- Problem details -
Which of the lines in the data below contain the string "example"? Copy each of them.

[Entries taken from a collection]
PR #86, opened 2022-08-26
switch from flowgraph => graffle and use treasury level events

mannynotfound:
- remove flowgraph and by extension `graphql-hooks` as it doesnt have event data filtering which will make rendering this component unable to scale
- switch to [GRAFFLE](https://docs.graffle.io/graffle-docs/apis/event-search-api) which is more filterable and easy to to use
- add our Company Id/Project Id for the indexer we've set up. Theses are ids are not sensitive and we want people consuming the indexer so it's included in `.env.example`
- modify `TransactionsList` components to work with GRAFFLE events - not updated to latest designs but every component should at least render without error - missing data will be addressed when our events are updated to include the metadata we need to render

image


packages/client/.env.example
```diff
@@ -1,2 +1,3 @@
-REACT_APP_FLOW_ENV=emulator
-REACT_APP_FLOWGRAPH_API_KEY=REACT_APP_FLOWGRAPH_API_KEY
+REACT_APP_FLOW_ENV=emulator
+REACT_APP_GRAFFLE_COMPANY_ID=f64c4980-ccea-45c2-9c9c-ffc160c5eca4
```
linxiao-li, line 2: Should these IDs be public?

packages/client/src/hooks/useTreasuryTransactions.js
```diff
@@ -0,0 +1,41 @@
+import { useEffect, useState } from 'react';
+
+const COMPANY_ID = process.env.REACT_APP_GRAFFLE_COMPANY_ID;
+const PROJECT_ID = process.env.REACT_APP_GRAFFLE_PROJECT_ID;
+const NETWORK = process.env.REACT_APP_FLOW_ENV === "testnet" ? "test" : "main";
+const API_URL = `https://prod-${NETWORK}-net-dashboard-api.azurewebsites.net/api`;
+const FETCH_URL = `${API_URL}/company/${COMPANY_ID}/search?projectId=${PROJECT_ID}`;
+
+export default function useTreasuryTransactions(address) {
+  const [loading, setLoading] = useState(false);
```
linxiao-li, line 10: suggest renaming to `isLoading`

packages/client/.env.example
mannynotfound: Theses are ids are not sensitive and we want people consuming the indexer so it's included in .env.example

linxiao-li (approved):
LGTM

KsenijaZivkovic (approved):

- Solved problem -
- add our Company Id/Project Id for the indexer we've set up. Theses are ids are not sensitive and we want people consuming the indexer so it's included in `.env.example`
packages/client/.env.example
packages/client/.env.example
mannynotfound: Theses are ids are not sensitive and we want people consuming the indexer so it's included in .env.example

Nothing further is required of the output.